PR #61, opened 2026-05-22
v3: PR #49 review — security cascade hardening (Stage 1)

dabowman:
## Summary

Stage 1 of the [5-PR plan](docs/plans/2026-05-22-pr49-pre-merge-feedback.md) landing PR #49 pre-merge review feedback. Closes 5 of 7 🔴 blockers + 1 🟠 major + folds Stage 2 (`user-switchable` kebab fix).

## Items addressed (from PR #49 review)

- **🔴 Blocker — Trust-tier enforcement dead code.** `WP_Admin_Shell_Permissions::enforce_trust_tiers()` had zero callers. Wired in via new companion `enforce_origin_tier()` that fits the resolver's per-origin loop. `core` / `engine` / `plugin` / `site` add+remove permissions; `role` / `user` shrink-only.
- **🔴 Blocker — Null-tombstone bypass.** `merge.php` lines 108-111 (assoc-null) + 205-212 (`__tombstone: true`) fired regardless of authority. Split `$authoritative` → separate `$tombstone_authority`; new `merge_with_tombstones()` for site origin. Consumer-origin null/tombstone payloads now no-op with `WP_DEBUG` notice.
- **🔴 Blocker — `customizable` pass-through.** Replaced verbatim pass-through on v3 top-level blocks (`menu` / `screens` / `commands` / `workspace` / `preload` / `regions` / `routes`) with per-field path-allowlist enforcement (v2 semantics). Default-deny at consumer origins; trust tiers bypass. Hardcoded deny-list (`screens.*.permissions`, `screens.*.app`, `commands.*.invoke`, `workspace.engine`) blocks even matching allowlist entries.
- **🔴 Blocker — `is_safe_href` protocol-relative bypass.** `//evil.example.com` now rejected.
- **🟠 Major — REST `/data-view` over-discloses.** `permission_check()` was `is_user_logged_in()` only. Screen-keyed requests now gate against requested screen's resolved `permissions` block via `WP_Admin_Shell_Permissions::user_passes()`. 403/404/401 paths covered. Triple-keyed lookups keep logged-in floor (not screen-scoped).
- **🔴 Blocker (folded from Stage 2) — `user-switchable` key mismatch.** Code read camelCase `userSwitchable`; schemas + shells declare kebab `user-switchable`. Code → kebab everywhere (incl. `class-wp-admin-shell-config.php`, `class-wp-admin-shell-cli.php`).
- **Filter contract docblock** — `wp_admin_shell_data` filter docblock added at resolver dispatch capturing "receives author shape, not compiled shape; per-origin filters at priority 5 are the supported route synthesis path."

## Locked decisions honored

- `customizable` scope: **per-field** path-allowlist
- `user-switchable` direction: **code → kebab**
- Hardcoded deny-list: 4 paths never allowlistable from consumer origins
- Trust tier: `core`/`engine`/`plugin`/`site` may add+remove; `role`/`user` shrink-only

## Test surface delta

**New PHP runners (+45 assertions):**
- `tests/php/run-security-cascade-tests.php` — 35 assertions covering trust-tier enforcement audit entries; null-tombstone three-way split (`merge` / `merge_with_tombstones` / `merge_authoritative`); `customizable` per-field allowlist + hardcoded-deny + trust-tier bypass; `is_safe_href` protocol-relative end-to-end via `wp_admin_shell_register_menu_item`.
- `tests/php/run-data-view-rest-tests.php` — 10 assertions covering subscriber → admin-only 403, admin → 200, unknown screen 404, triple-keyed `?kind=X&name=Y` keeps logged-in floor, logged-out 401.

**Modified runner:** `tests/php/run-cascade-tests.php` (+1 assertion: `user-switchable` kebab form via `desktop-demo.v3.json` fixture).

**Merge gate (all green):**
- 19 PHP runners: 932 assertions
- `npm run test:schema` / `test:parity` / `test:runtime` / `test:engines` — no JS surface in this PR; confirmed no regressions
- `npm run lint:js` clean

## Test plan

- [ ] Cap gating walkthrough on `wp-admin-default.json` as subscriber → editor → admin → super-admin
- [ ] Attempt user-origin write to `screens[X].permissions` via REST `/user-prefs` — expect reject
- [ ] As subscriber, `GET /wp-admin-shell/v1/data-view?screen=plugins` — expect 403
- [ ] As admin, same request — expect 200 + valid doc
- [ ] Toolbar user-switching dropdown (admin) on `wp-admin-default.json` — expect functional (was always-false pre-PR)
- [ ] As `site` origin (REST `/wp/v2/settings`), write `{ "screens": { "comments": null } }` — comments screen drops
- [ ] As `user` origin, same payload — payload ignored, comments screen survives

## Plan deviations

- Split `$authoritative` flag into separate `$tombstone_authority` for cleaner site-origin semantics. Added `enforce_origin_tier()` companion method alongside existing `enforce_trust_tiers()` — per-origin incremental call fits resolver loop naturally; both APIs coexist + both test-covered.
- Audit: zero bundled shells declare `customizable` blocks for v3 top-level — no in-tree breakage from enforcement.


dabowman:
## Code Review — PR #61 security cascade hardening

### Overview

Five security blockers + one major + the user-switchable kebab fix landed in one coherent PR, executed largely faithfully to the locked Stage-1 plan. The trust-tier wire-in (`enforce_origin_tier`), null-tombstone gating via the new `merge_with_tombstones()`, hardcoded customizable deny-list, `is_safe_href` protocol-relative reject, and REST `/data-view` screen-keyed gating are all real fixes that close the documented attack paths. Test coverage on the happy paths is solid (37 + 11 assertions, plus the kebab fixture in cascade). However, I found **one merge-shape correctness bug**, **one missed JS callsite for the user-switchable rename**, and a handful of `is_safe_href` bypass variants the validator still admits. None of the remaining items reopen the v3 security gates; the most consequential is the list-form shape corruption in `filter_v3_block`. **Not merge-blocking** on the security thesis — security model holds — but the list-shape bug should land before any consumer-origin shell starts using `customizable` on `commands`/`preload`.

### 🔴 Blockers

None on the security model itself — the trust-tier model is sound, the cascade gating is correctly ordered (customizable → enforce_origin_tier → merge), and defense-in-depth holds (deny-list + shrink-only both fire). All five claimed blocker fixes work for the documented attack surface.

### 🟠 Major

- **`filter_v3_block` corrupts list-form blocks on consumer-origin survival.** `class-wp-admin-shell-customizable.php:225-235`. `collect_leaves` flattens a list-of-keyed-objects (e.g. `commands: [{id:'save', shortcut:'Mod+S'}]`) by id, producing dot-paths like `commands.save.shortcut`. After deny-list + allowlist filtering, the rehydration at `dot_set( $out, $rel, $value )` reassembles into an **assoc map** (`{ save: { shortcut: '...' } }`). When `WP_Admin_Shell_Merge::merge()` then receives map-shape `commands` on top of list-shape base, the `base_is_assoc !== over_is_assoc` branch at `merge.php:103-106` triggers and the *entire base list is replaced* by the map. End state: `commands` block becomes a map at runtime, breaking `compileCommands.mjs` and any consumer expecting `[]`. Same bug latent for `preload` (integer-indexed survives roundtrip as an indexed map and would re-coerce; less catastrophic) and `routes`/`regions` if list-shaped overrides survive.

  No bundled shells exercise this today (per PR text + audit), but the moment a plugin author publishes a v3 site config with `commands` allowlisted via `customizable`, this corrupts shape silently. Repro test missing — the existing deny-list tests all assert `empty( $filtered['commands'] )`, which is the SENTINEL-drop path, not the survival path.

  Fix: track the original `$over` block shape (list vs map) in `filter_v3_block`; rebuild list-shaped blocks back into a list-of-objects keyed by id. Or, simpler, omit list-form blocks from per-field walker scope (whole-block replacement only when explicitly allowlisted at root). Either way, add a survival-path test for `commands.save.shortcut`.

- **`src/apps/user-menu/index.js:27` still reads `s.userSwitchable`** (camelCase) on the shells array. The PR claims "Code → kebab everywhere"; the JS surface escaped the rename. End-to-end this still works today because `wp-admin-shell.php:915` and `:925` both EMIT `userSwitchable` (camelCase) to JS via the read-both-emit-camelCase bridge in `wp_admin_shell_get_available_shells()`. So the toolbar dropdown DOES function after this PR — but the rename is incomplete: the schema-canonical key (`user-switchable`) never makes it across the PHP→JS boundary. Either flip the JS to `s['user-switchable']` and update the bridge to emit kebab, or document in a code comment that the JS contract intentionally diverges from schema casing. Right now it just looks like a missed grep.

### 🟡 Minor

- **`merge_keyed_arrays` non-authoritative `__tombstone: true` pollutes the merged entry.** `merge.php:259-275`. After the `_doing_it_wrong` notice fires for a consumer-origin tombstone, execution falls through to `if ( isset( $over_index[ $id ] ) ) { … merge_internal( $entry, $over_index[ $id ], … ) }`. `$over_index[$id]` carries `__tombstone => true`, which gets deep-merged into the surviving base entry. Result: base entry now has a stray `__tombstone: true` field stamped on it, propagated to JS, may confuse downstream consumers. Test at `run-security-cascade-tests.php:185-202` only checks the id survives, not the absence of `__tombstone`. Fix: after the WP_DEBUG notice, `unset( $over_index[$id]['__tombstone'] )` (or just `continue` to skip the merge entirely — falling through is the source of the pollution).

- **`is_safe_href` bypasses still admit several protocol-relative variants:**
  - **Leading whitespace.** `" //evil.example.com"` (one or more leading spaces/tabs) passes `strpos( $href, '//' ) === 0` (false — `'//'` is at position 1+) and falls through to `strpos( $href, ':' ) === false` → **accepted**. HTML5 mandates browsers strip leading ASCII whitespace from `href` before navigation, so the navigation target IS `//evil.example.com`. `class-wp-admin-shell-menu-items.php:484-512`. Fix: `$href = ltrim( $href )` before the protocol-relative check, or reject any whitespace-leading href.
  - **Backslash-protocol.** `"\\\\evil.example.com"` (two backslashes) — same fall-through, **accepted**. Most modern browsers don't navigate this as protocol-relative (per WHATWG), but Edge/IE legacy and some embedded WebViews historically do. Defensive reject is cheap.
  - **`vbscript:`** — claimed rejected in the docblock but the only test (`run-security-cascade-tests.php`) covers `javascript:` + `data:`. The current allowlist regex falls through on `vbscript:` (it does have `:`, isn't http/ftp/mailto/tel/sms, no leading `/`/`#`/`{` → returns false). So it IS rejected, just not asserted. Add one assertion to document the contract.

- **Test coverage gap — REST permission_check on a screen with no `permissions` block at all.** The plan called for "Subscriber `GET ?screen=profile` (no cap floor / `read` only) → 200". The current `profile` screen ships explicit `capabilities: ['read']`, so the assertion exercises the explicit-permissions path, not the implicit-default path. Either add a fixture with `permissions: null` / no block at all and verify it routes through `default_permissions()` (admin-only), or document in a test comment that this case is covered by run-cap-gating-smoke.

- **`enforce_origin_tier` has no integration coverage through `resolve_with()`.** Tests exercise the method directly with hand-rolled `$origin_doc`/`$merged_so_far`. The wire-in (`resolver.php:122`) isn't covered by an end-to-end test that loads a malicious user-origin doc and asserts the cascade strips the cap. Risk: a future refactor could drop the resolver call and unit tests would stay green. Add one fixture: site option + user meta containing a `screens.profile.permissions.capabilities: ['manage_options']` override; assert the resolved doc has it stripped.

- **`shrink_against_baseline` and the standalone `enforce_trust_tiers` have duplicated audit-emit logic.** `permissions.php:181-235` (in `shrink_against_baseline`) and `:301-369` (in `enforce_trust_tiers`) are near-identical error_log + audit-push paths. Extract a helper. Not blocking; just future-maintenance debt.

- **`array( 'capabilities' => array(), 'roles' => array() )` literal at `permissions.php:81-82`** — same shape inflates in three more places. Tiny constant or factory helper would dedupe.

### ⚪ Nits

- **Docblock claim "before customizable filtering" in resolver.php is imprecise.** The added comment at `resolver.php:121-141` says per-origin filters fire "before customizable filtering" — but customizable filtering only applies to CONSUMER origins (role/user), not to trusted plugin origins where most plugin authors hook. The wording could mislead a plugin author into thinking their `wp_admin_shell_data_plugin` hook runs through `Customizable::filter_doc`. Suggest: "before customizable filtering (for consumer origins) and before the merge".

- **`esc_html__()` + `esc_html()` double-escape** inside `_doing_it_wrong` calls (`merge.php:117, 270`). `_doing_it_wrong` already escapes at output time. Harmless but redundant.

- **`error_log` in `shrink_against_baseline`** vs `_doing_it_wrong` in `merge_internal`. Inconsistent within the same PR. The original PR #49 review-addendum called for canonical `_doing_it_wrong()` adoption; the plan-doc moved it Out of scope, so accepting either as fine — but mixing the two within Stage 1 is awkward.

- **`WP_Admin_Shell_Customizable::CONSUMER_ORIGINS = ['role', 'user']`** vs **`WP_Admin_Shell_Resolver::CONSUMER_ORIGINS = ['site', 'role', 'user']`**. Two different definitions of "consumer" with different semantics. Functionally correct (site is consumer to the resolver loop, trust-tier for permissions/customizable), but a future contributor will trip over this. Suggest renaming the resolver const to `MUTABLE_ORIGINS` or `CASCADE_TAIL_ORIGINS`.

- **`v3.0` version string in `_doing_it_wrong` calls.** v3 hasn't tagged a beta yet; using `v3.0` as the introduced-in version is forward-looking. Convention is to use the next ship version, so this is probably fine, but worth a sanity check at tag-time.

- **Test runner file headers** — `run-security-cascade-tests.php:18` and `run-data-view-rest-tests.php:19` invoke comments reference the file under `wp-content/plugins/WordPress-Admin-Environment/...`. Other PHP runners follow the same convention. Consistent.

- **CLI column rename** (`userSwitchable` → `user-switchable` in `wp admin-shell list` output) is technically a breaking change for any script scraping the column header. Probably nobody is scripting this, but worth a CHANGELOG line.

- **`assert_eq` for `is_wp_error( $result ) ? (int) $result->get_error_data()['status'] : null`** — clever but loses the `WP_Error` object's message context on assertion failure. A small helper `assert_wp_error_status( $label, $result, $expected_status )` would dump the full error message when status doesn't match. Future-maintenance.

Both claimed deviations are well-motivated and safe:

1. **`$authoritative` → `$tombstone_authority` split.** Clean refactor. The site origin's "additive but tombstone-honoring" semantics genuinely don't fit a single boolean. Three explicit entry points (`merge` / `merge_with_tombstones` / `merge_authoritative`) read clearer than one `merge_internal( …, true|false )`. Back-compat shim (`$tombstone_authority === null → (bool) $authoritative`) preserves the old `merge_with_restrict` alias. No subtle defaults — recursive calls always pass both args explicitly. **Approved.**

2. **`enforce_origin_tier()` companion alongside `enforce_trust_tiers()`.** Two methods with overlapping responsibility, both kept for legitimately different call shapes (per-origin loop vs. standalone per-origin map). The audit log is shared — both push to `self::$audit`. The DRY duplication noted above (Minor) is real but doesn't undermine the choice. Test coverage exists for the new method; the standalone one is unchanged. **Approved.**

Neither deviation introduces a subtle bug; both stay inside the locked decisions (trust-tier scope, customizable scope, kebab direction).

### What's right

- **Defense in depth on screens[].permissions.** Customizable deny-list (`screens.*.permissions`) and `enforce_origin_tier` shrink-only both fire on the same payload. Either layer catches a user-origin escalation attempt. Belt-and-suspenders here is the right call given the blast radius.
- **`merge_with_tombstones()` is the right primitive.** Site origin needed additive-on-arrays + tombstone-on-keys, which neither `merge()` nor `merge_authoritative()` supplied. New name is searchable.
- **REST `/data-view` permission gate distinguishes 401/403/404 correctly** (`is_user_logged_in` first → 401, then resolve screen → 404 if missing, then `user_passes` → 403 if denied). HTTP-status semantics match WP REST convention.
- **`sanitize_key` on `screen` param** + `sanitize_segment` on kind/name/variant. WP-canonical, no rolled-own validation. Good.
- **Test invocation lines + ABSPATH guards** present on both new runners. WP convention. Per-user fixturing via `ensure_user()` + cleanup via `register_shutdown_function`. Solid test hygiene.

1. **List-shape corruption in `filter_v3_block`** (🟠 Major). Add a survival-path test for `commands.save.shortcut` and confirm `commands` is still a list after the walker. Fix the rehydration to preserve list shape.
2. **`src/apps/user-menu/index.js:27` user-switchable** — either flip to `s['user-switchable']` + emit kebab from PHP, or add a code comment documenting the deliberate divergence. Currently looks like an incomplete grep.
3. **`is_safe_href` whitespace bypass** (🟡 Minor) — `ltrim( $href )` before the `//` check, plus one negative test for `" //evil.com"`.
4. **`__tombstone: true` shape pollution** on consumer-origin merges (🟡 Minor) — `continue` instead of fall-through, plus a positive test asserting `__tombstone` is absent from surviving entry.
5. **Add an end-to-end resolver test** for `enforce_origin_tier` wire-in (🟡 Minor) — covers regression risk on future refactors.
6. **Tighten the docblock at `resolver.php:121-141`** — clarify customizable-filtering scope.

dabowman:
## Fixup pass for review feedback

Addressed all three 🟠 majors from the review. Pushed four commits on top of the existing branch.

### `filter_v3_block` list-shape corruption (Major #1)

Fixed in `87b47fb`. Added a companion walker `collect_list_shapes()` that records every path in the downstream block holding a keyed list (id/slug/name) or plain integer-indexed list. After the dot_set rehydrate, `restore_list_shapes()` walks those paths longest-first and converts the rehydrated assoc maps back into lists — re-embedding the captured key field on each entry for keyed lists, or `array_values()`-stripping for integer-indexed lists.

The `LIST_INDEX_SENTINEL` constant distinguishes integer-indexed lists from keyed lists in the shape map. New `dot_ref` / `dot_set_ref` helpers operate on segment-arrays (instead of dotted strings) so the empty-path case — when the block itself IS the list, e.g. `commands: [...]` at top level — round-trips through `container_path=null`.

Survival-path test covering the reviewer's exact concern: `commands.save.shortcut` allowlisted survives + downstream-merge over a 3-entry base preserves all 3 entries (the pre-fix list-replacement bug). Plus nested keyed-list `screens[id].apps[]` shape preservation.

### `src/apps/user-menu/index.js:27` user-switchable (Major #2)

Fixed in `8490250`. Flipped to the recommended canonical: PHP bridge in `wp_admin_shell_get_available_shells()` emits the kebab key `user-switchable` directly; JS reads `s['user-switchable'] || s.userSwitchable` (kebab wins, camelCase fallback for any plugin-supplied shell that hasn't migrated). Read-both fallback survives at READ time only — drops at v3.1 with the rest of the camelCase shims. `app.json` + `app.md` docs updated to match.

### `is_safe_href` whitespace + backslash variants (Major #3)

Fixed in `3fd722e`. `trim($href)` runs before any pattern check, so leading whitespace (HTML5-strippable space/tab/newline) no longer bypasses the `strpos('//') === 0` check. Defensive rejects added for `\\evil.example.com` (double backslash) and `\/\/evil.example.com` (escaped slash). Plus the previously-missing `vbscript:` reject assertion lock-in.

### What I did NOT address (out of scope per the review)

- `__tombstone: true` shape pollution (🟡 Minor) — flagged but not in the user's top-3 directive.
- Test coverage gap on REST `permission_check` with no permissions block (🟡 Minor).
- `enforce_origin_tier` integration coverage through `resolve_with()` (🟡 Minor).
- `shrink_against_baseline` / `enforce_trust_tiers` audit-emit dedup (🟡 Minor).
- `array('capabilities'=>[],'roles'=>[])` factory helper (🟡 Minor).
- All ⚪ Nits.

### Test results

All 19 PHP runners + `npm run test:schema` + `test:parity` + `test:runtime` + `test:engines` + `lint:js` clean.

`run-security-cascade-tests.php` expanded from 35 → 55 assertions (+20):
- 11 new list-shape preservation tests
- 9 new is_safe_href variant tests (whitespace + backslash + vbscript)

Test surface bumped to ~1645 in CLAUDE.md.

### Commits

- `3fd722e` fix(v3): is_safe_href trim() + reject backslash variants
- `8490250` fix(v3): kebab user-switchable across PHP→JS bridge + JS reader
- `87b47fb` fix(v3): preserve list-of-keyed-objects shape in filter_v3_block
- `9b09483` docs(CLAUDE): bump test-surface to ~1645

dabowman:
## Re-review — PR #61 fixup pass

### Overview

The fixup pass cleanly resolves all three 🟠 Majors from the original review with proportionate test coverage. The list-shape walker is the load-bearing fix and it's implemented carefully — longest-first restoration, sentinel for integer-indexed vs id-keyed shapes, segment-array helpers for the empty-prefix case where the block itself IS the list. I traced the edge cases (nested keyed lists, list-of-tuples in preload, mixed shapes, deny-list interaction with rehydrate, longest-first ordering invariant) and the algorithm holds. The kebab `user-switchable` rename is now consistent across all PHP/JS surfaces with a documented one-cycle camelCase fallback at READ time only. `is_safe_href` whitespace + backslash + vbscript coverage is solid. Test surface bumped 35 → 55 with twelve new attack-surface assertions, eight defense-in-depth assertions. **Mergeable** — one narrow Minor about FF (`\x0c`) trim coverage and the previously-deferred `__tombstone` pollution remain on the books for follow-up, but neither blocks v3.0.0-beta.1.

### Fixes verified

1. **🟠 List-shape corruption in `filter_v3_block`** — fixed at `class-wp-admin-shell-customizable.php:241-242` + 271-277. The `collect_list_shapes()` walker (line 294) records every list path the downstream block carried, distinguishing keyed lists (`id` / `slug` / `name`) from plain integer-indexed lists via `LIST_INDEX_SENTINEL`. `restore_list_shapes()` (line 350) walks captured paths longest-first so deeper relists complete before parents, re-embedding the key field on each entry. New `dot_ref` / `dot_set_ref` helpers operate on segment-arrays (not dotted strings) so the `container_path = null` case — when the block itself IS the list (`commands` at root) — round-trips correctly. End-to-end trace verified: `commands.save.shortcut` flows through filter → rehydrate → restore → merge against the 3-entry base list, all three base entries survive, `save` entry gets the new shortcut while retaining baseline `invoke`. `compileCommands.mjs:52` uses `Array.isArray(commands)` which would have silently skipped ALL commands on the assoc-map output — fix matters end-to-end.

2. **🟠 `user-switchable` JS callsite** — fixed across the full PHP→JS bridge:
   - `src/apps/user-menu/index.js:32` reads `s['user-switchable'] || s.userSwitchable` (kebab wins, camelCase fallback documented inline).
   - `wp-admin-shell.php:920` + `:930` emit kebab `user-switchable` directly.
   - `includes/class-wp-admin-shell-cli.php:46` + `:51` renamed CLI column to kebab; `app.json` / `app.md` doc strings updated.
   - Grep for `userSwitchable` across the PR branch shows only fallback-read sites + a v2-migration helper (intentional). All five PHP entry points use the canonical kebab → fallback camelCase pattern.

3. **🟠 `is_safe_href` whitespace + backslash bypass** — fixed at `class-wp-admin-shell-menu-items.php:484-538`. `trim()` runs before any pattern check (catches space, tab, LF, VT, CR, null byte). Explicit rejects added for `\\` and `\/\/` prefixes. `vbscript:` confirmed reachable via the `strpos(':') === false` fall-through and now asserted. Test coverage: leading-space, leading-tab, leading-newline, multi-whitespace mixed, `\\evil.example.com`, `\/\/evil.example.com`, `vbscript:`, plus a whitespace-padded-but-safe positive case.

### 🔴 Blockers

None.

### 🟠 Major

None remaining.

### 🟡 Minor

- **`is_safe_href` doesn't catch FF (`\x0c`).** PHP's `trim()` default character set (` \t\n\r\0\v`) omits form-feed. Per WHATWG, browsers strip FF from URLs before navigation. Verified: `php -r 'var_dump(trim("\x0c//evil.com"));'` → still has FF prefix, post-trim `strpos('//') === 0` is false. Narrow attack — FF in URLs is exotic — but the docblock claims HTML5 stripping equivalence. Fix: pass an explicit charlist `trim($href, " \t\n\r\0\x0b\x0c")` (adds FF; VT already covered by `\v`). Could lock in one more assertion to match.

- **`__tombstone: true` pollution on consumer-origin merges still latent.** `class-wp-admin-shell-merge.php:285` — after the `_doing_it_wrong` notice for a consumer-origin tombstone, execution falls through into `merge_internal( $entry, $over_index[$id], ... )` which deep-merges `__tombstone: true` from `$over_index[$id]` into the surviving base entry. Under `WP_DEBUG=false` this happens silently. Reviewer flagged in original review (🟡 Minor); fixup follow-up correctly noted as deferred. Defensible, but the fix is one line (`unset( $over_index[$id]['__tombstone'] );` before the merge call). Worth folding into Stage 5 hygiene.

- **`docs/upgrade-v2-to-v3.md` doesn't list the `userSwitchable` shim** alongside the other v3.0 → v3.1 deprecations. The JS code comment says "drops at v3.1" but the official deprecation timeline at `docs/upgrade-v2-to-v3.md:224` (the v3.0 / v3.1 column table) doesn't include it. Add one row for completeness; otherwise the v3.1 release-engineering grep won't catch the removal.

- **Test coverage gap: `restore_list_shapes` non-contiguous integer keys.** The walker handles them correctly (verified by trace — `[0=>x, 2=>y]` is `is_assoc=true`, gets `array_values()`'d to `[x, y]`), but no test exercises the case. Would happen if the allowlist denies entry [1] of an integer-indexed list, leaving a gap. Theoretical until a real `preload[]` allowlist scenario crops up.

### ⚪ Nits

- `dot_ref` line 400 has an extra space before the comma: `array_key_exists( $seg , $cur )`. Cosmetic.
- The `LIST_INDEX_SENTINEL` constant declaration sits between `restore_list_shapes()` and `dot_ref()`; conventional placement would be alongside `SENTINEL` near the top of the class.
- The list-shape capture walker re-traverses the downstream tree after `collect_leaves` already walked it — minor redundancy (two passes instead of one). Performance impact is sub-millisecond for realistic doc sizes; not worth restructuring.
- `merge_with_tombstones` migration in `run-cascade-tests.php` swapped four `merge()` calls for `merge_with_tombstones()` — semantics preserved (the bare `merge()` no-ops tombstones now per the trust-tier rules), so the contract being tested is unchanged, just routed through the right entry point. No assertion weakening.

### Out-of-scope deferrals

All six items the fixup follow-up noted as deferred were graded 🟡 Minor in the original review; none touch the security thesis or the v3 cascade gates.

- **`__tombstone: true` pollution** — defensible defer; one-line fix; surface area touched by this PR but the pollution is unrelated to list-shape correctness. Promote to Stage 5 hygiene PR.
- **REST `permission_check` no-permissions-block fixture** — defensible; covered indirectly by `run-cap-gating-smoke.php`'s default-permissions path; explicit assertion is cleanup, not coverage gap.
- **`enforce_origin_tier` integration coverage through `resolve_with()`** — defensible defer; the wire-in line `resolver.php:122` is one line and refactor risk is the legit concern. Worth one end-to-end fixture in Stage 5 to inoculate against drift.
- **`shrink_against_baseline` / `enforce_trust_tiers` audit-emit dedup** — defensible; pure maintenance debt, no behavioral concern.
- **`array( 'capabilities' => array(), 'roles' => array() )` factory helper** — defensible; trivial DRY win that doesn't affect correctness.
- **All ⚪ Nits** — agreed, defer.

### Regression hunting

- Walker performance: `collect_list_shapes()` recurses the same tree `collect_leaves()` walks — two passes O(N+N) instead of one. For realistic v3 docs (< 10 KB JSON), sub-millisecond. Not a concern.
- No test additions weaken prior assertions; cascade-tests delta is migration from `merge()` → `merge_with_tombstones()` for tombstone-bearing payloads (correct per the trust-tier model).
- `app.json` / `app.md` updates are docs-only.
- Webpack build / lint not exercised here, but the JS change is one-line + comment.
- No new lint waivers, no new `__experimental*` imports, no kernel DS-neutrality regression.

### Test coverage on the original review's specific gap

The original review flagged: "Trust-tier shrink-only rule — does the test catch DOWNGRADE of OR-semantic to AND-semantic via key removal?" On closer reading this isn't actually an attack vector — removing keys ALWAYS shrinks the OR-set (more restrictive, never escalates). The shrink-only invariant covers it by construction. No additional test needed.

The new 20 assertions break down as: 11 list-shape preservation (matching the reviewer's exact concern about `commands.save.shortcut` survival + nested keyed-list `screens[id].apps[]`) + 9 `is_safe_href` variants (3 whitespace + 2 backslash + vbscript + 3 positive-cases including whitespace-padded-safe + whitespace-only). All exercise actual attack surfaces, none are happy-path padding.

### Verdict

**Approve — minor follow-ups defensible to land separately.** Three 🟠 Majors closed cleanly with attack-surface coverage. Three 🟡 Minors (FF char, `__tombstone` pollution, upgrade-doc shim listing) carry forward to a hygiene PR without blocking v3.0.0-beta.1.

□ □ □

Description of the task
The lines in the listing that include the word "bundled" are to be counted; give only that number.

Answer space
2